Tuesday, November 26, 2013

The Hidden Cost of the Iranian Nuclear Deal'

The Hidden Cost of the Iranian Nuclear Deal'

Rick Moran
Michael Totten points us to this excellent analysis of the Iranian nuclear deal by Brookings Institution's Michael Doran. He makes some interesting points that I haven't seen elsewhere.
On the nuclear question specifically, I don't see this as stage one. In my view, there will never be a final agreement. What the administration just initiated was, rather, a long and expensive process by which the West pays Iran to refrain from going nuclear. We are, in essence, paying Ayatollah Khamenei to negotiate with us. We just bought six months. What was the price?
We shredded the six United Nations Security Council resolutions that ordered the Islamic Republic to abandon all enrichment and reprocessing activities. We exposed fractures in the coalition against Iran. And we started building a global economic lobby that is dedicated to eroding the sanctions that we have generated through a decade of hard, very hard, diplomatic work.
That's the price that we can see clearly before our eyes. But I also wonder whether there were hidden costs -- in the form of quiet commitments to Iran by third parties. I assume that the Iranians demanded economic compensation for every concession that they made. Will all of the promised payments appear in the text of the agreement? Did parties less constrained than our president by US congressional oversight also offer up sweeteners on the margins? At this point we do not know whether there is, in effect, a secret annex to the deal. Only time will tell.
But a hidden cost that is more easily verified is the free hand that the United States is now giving to Iran throughout the region. This is the price that troubles me most.
That pretty much nails it. We are abandoning the region while Iran's hegemonistic designs expand. And it's even worse than that:
The nuclear deal will further subject the Arab world to the tender mercies of the Revolutionary Guards. Iran will now have more money -- our money -- to channel to proxies such as Hezbollah.

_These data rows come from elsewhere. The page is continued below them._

Issue #464, opened 2026-08-03
native helper binaries are arm64-only — Intel (x86_64) Macs fail with "spawn unknown error" (EBADARCH)


aptonline:
**Summary**

On an Intel Mac (x86_64), opening any build in the dashboard fails with a generic "spawn unknown error". Root cause: all five native helper binaries shipped in the npm package are Mach-O arm64 only. macOS refuses to exec them on Intel hosts with EBADARCH, which Node surfaces as Unknown system error -86 → the dashboard shows "spawn unknown error".

Affected binaries (all arm64-only, tapflow 0.18.0)

```
- @tapflowio/ios-agent/bin/touch-helper
- @tapflowio/ios-agent/bin/keyboard-helper
- @tapflowio/ios-agent/bin/rotation-helper
- @tapflowio/ios-agent/bin/screencapture-helper
- @tapflowio/audiotap-helper/bin/audiotap-helper.app/Contents/MacOS/audiotap-helper
```

Verified with file and lipo -info on the installed package.

**Reproduction**

1. Install tapflow 0.18.0 on an Intel Mac (uname -m → x86_64), tapflow start.
2. Upload any iOS build, open it in the dashboard.
3. Session never starts — agent reports "spawn unknown error".

Or directly:
```
node -e "const {spawnSync}=require('child_process'); \
  const r=spawnSync('/usr/local/lib/node_modules/tapflow/node_modules/@tapflowio/ios-agent/bin/touch-helper',[]); \
  console.log(r.error ? r.error.message : 'ok')"
# → error: spawnSync ... touch-helper Unknown system error -86
```
Shell equivalent: Bad CPU type in executable.

**What works (to isolate)**

- xcrun simctl boot <udid> ✓
- tapflow boot "iPhone 17 Pro" ✓ (agent boots sims fine)
- tapflow devices, tapflow status, upload API ✓
- Everything fails at the moment the agent spawns a native helper (screen capture, touch, keyboard, rotation, audio).

**Root cause detail**

The npm packages ship the helpers as prebuilt binaries only — the Swift sources are in the GitHub repo (packages/ios-agent/src/*-helper.swift, packages/audiotap-helper/src/audiotap-helper.swift) but are not included in the published tarball. The mtime-gated recompile paths (ensureCompiled() in ScreenCaptureStreamer.js, ensureHelperApp() in audiotap-helper) explicitly skip when source is absent:
[...]

PR #494, opened 2026-08-08
fix(dashboard): tell the tester when an input never reached the device

### LINKED ISSUE #485: dashboard: input:done / input:error are declared and never handled — the tester is not told an input was dropped

jo-duchan:
Closes #485.

`input:done` / `input:error` were declared in `packages/dashboard/lib/types.ts` and handled nowhere, so the relay forwarded them and the browser dropped them. The only consumer of a failed input was `mcp-server` — the experimental path — leaving manual testing, which AGENTS.md names as the default perspective, hearing nothing.

That mattered more after #484/#488/#490. Before those, an agent reported a dropped input as success; now it reports the truth with a machine-readable `reason`, and the truth was being discarded before a human saw it. A session whose input channel has permanently failed (a helper binary missing or built for the wrong architecture, #464) showed a stream that kept updating, taps that did nothing, and no indication anywhere.

## What a tester sees now

A failed input raises a toast whose copy is chosen by `reason`, so they are told **what to do** rather than only that something failed. `not-booted` gets its own wording because the protocol prescribes a different action for it (boot the device) than for `channel-unavailable` (reconnect). The wire `message` rides along as the description, where its detail (`unknown key code: KeyFoo`) is useful — it is not the headline, because it is free prose each agent owns and cannot be localised.

`channel-starting` and `no-gesture` are shown nowhere: both are fixed by the time the message could be read. Nothing is shown while the agent is away either — the relay answers every terminal input itself in that state, and the viewer already says the session is being held open.

## There is no session-level "input unavailable" state, and that is the interesting part

That was the first design — a latched line on the status card, cleared by `input:done` and the boot lifecycle. A two-channel design review discarded it, and each channel produced a blocker independently. Per-input acks cannot support a latch:

- **No message carries evidence that input is working again.** iOS replaces a dead helper eagerly and is injecting ~200ms later silently. Lifecycle messages do arrive (`session:rebound`, `session:joined`) but neither is evidence of input *health* — with the binary still missing, a latch would clear and re-raise on the next tap. The only signal that means anything is a successful input, and `channel-unavailable`'s own advice is *do not blindly retry*.
- **The acks are unordered.** A dispatch is awaited before its ack while a refusal is not, so an earlier input's `input:done` can land after a later input's `input:error`.
- **An ack does not say which channel answered.** On Android buttons always take the adb path while touch takes the pointer channel, so a tester pressing Home to check whether input works at all succeeds — and that success erased the warning about the dead touch channel. Both review channels found this sequence independently.

The toast's own lifetime carries it instead: repeats reuse one `id`, which sonner refreshes rather than stacks, so it stays up while inputs keep failing and fades on its own when they stop. **Observed rather than stored**, so there is no clear edge to get wrong. Two tests guard the decision, and `AGENTS.md` records why, because a latch will look like the obvious improvement to whoever reads this next.

## Review

`.work/reviews/fix__dashboard-input-error-unhandled.md` — design round (2 channels, discarded the design) plus a pre-PR round (2 channels) against `d74b49d`.

The pre-PR round is worth summarising because of what it found. The first channel was handed the ten mutations I had already run and asked what they *missed* — **four survived**, and all four were things documented but not guarded:

- `duration: 6000` was read by no test, and it is the only state this design has. `Infinity` made the toast permanent — the opposite of the documented behaviour — with nothing failing.
- The two tests said to guard the discarded latch watched only `toast.dismiss`, so a latch rebuilt as `toast.info('Input is working again')` passed both.
- `notice.action` was never checked through the render path, so dropping it passed, as did `not-booted` sharing `channel-unavailable`'s action.
- The `agentAway` interaction was reachable and pinned in neither direction. Now decided and tested.

The second channel checked whether the prose is true and found **five false claims**, including one that named the wrong backend (`socket.writable` is scrcpy's signal, not gRPC's) and one overstatement in the very paragraph written to stop the latch being rebuilt. All corrected; details and evidence in the record.

16 mutations total, 6 of which survived initially. None of my own ten touched those six — they had followed what I implemented rather than what I claimed.

## Scope

Dashboard only. `SimulatorInfoCard`, `IOSViewer` and `AndroidViewer` are untouched. The changeset names `@tapflowio/relay`, since that is the package the built dashboard ships inside.

Two follow-ups recommended in the record: a persistent session-level indicator needs a protocol-level input-health signal (or acks that name their channel and arrive in order), and the dashboard's inbound `RelayMessage` union is the remaining half of the drift `@tapflowio/protocol` was created to remove.

Full suite 2175 passed + 1 skip (dashboard 275 → 292); typecheck, lint, build and a11y-lens clean.

## Summary by CodeRabbit

* **New Features**
  * Added clearer, reason-specific notifications when dashboard input actions fail.
  * Included relay-provided error details in notifications for easier troubleshooting.
  * Reused notifications for repeated failures to reduce duplicate alerts.

* **Bug Fixes**
  * Suppressed transient errors and notifications when the agent is away.
  * Improved handling of unknown or missing error reasons with a fallback notice.
  * Prevented completion events from incorrectly clearing active error notifications.

### DIFF
--- a/.changeset/dashboard-input-error.md
+++ b/.changeset/dashboard-input-error.md
@@ -27,11 +27,15 @@ and `no-gesture` (the gesture is gone; a fresh one works). Reporting an error fo
 fixed by the time it is read is noise.
 
 There is **no session-level "input unavailable" state**, which was the first design and was discarded
-after review. Per-input acks cannot support one: nothing on the wire announces that a replaced helper
-is healthy again, the acks are not ordered (a success awaits a child process while a refusal is sent
-synchronously), and an ack does not say which channel answered — so on Android a working Home button
-would have erased a warning about a dead touch channel. The toast's own lifetime carries it instead:
+after review. Per-input acks cannot support one: no message carries evidence that input is working
+again — a replaced helper announces nothing, and an agent restart is not the same as a healthy channel —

Washington cannot expose the mailed fist of the Qods Force without endangering the nuclear rapprochement, so it has a positive incentive to ignore all Iranian subversion and intimidation in the region.
Whether he realizes it, Obama has now announced that the United States cannot be relied upon to stand up to Iran. Therefore, Israel and our Arab allies will be forced to live by their wits. Some actors, like the Saudis, will prosecute their proxy war with Iran with renewed vehemence. Others will simply hedge. They will make a beeline to Tehran, just as many regional actors began showing up in Moscow after the Syrian chemical weapons deal. American influence will further deteriorate.
That, in sum, is the true price that we just paid for six months of seeming quiet on the nuclear front. It is price in prestige, which most Americans will not notice. It is also a price in blood. But it is not our blood, so Americans will also fail to make the connection between the violence and the nuclear deal. It is important to note, however, that this is just the initial price. Six months from now, when the interim agreement expires, another payment to Ayatollah Khamenei will come due. If Obama doesn't pony up, he will have to admit then that he cut a bad deal now. So he we will indeed pay -- through the nose.
Iran is already celebrating what they see as confirmation of their right to enrich uranium. Kerry says that isn't true. In six months, who do you think is going to be proved right?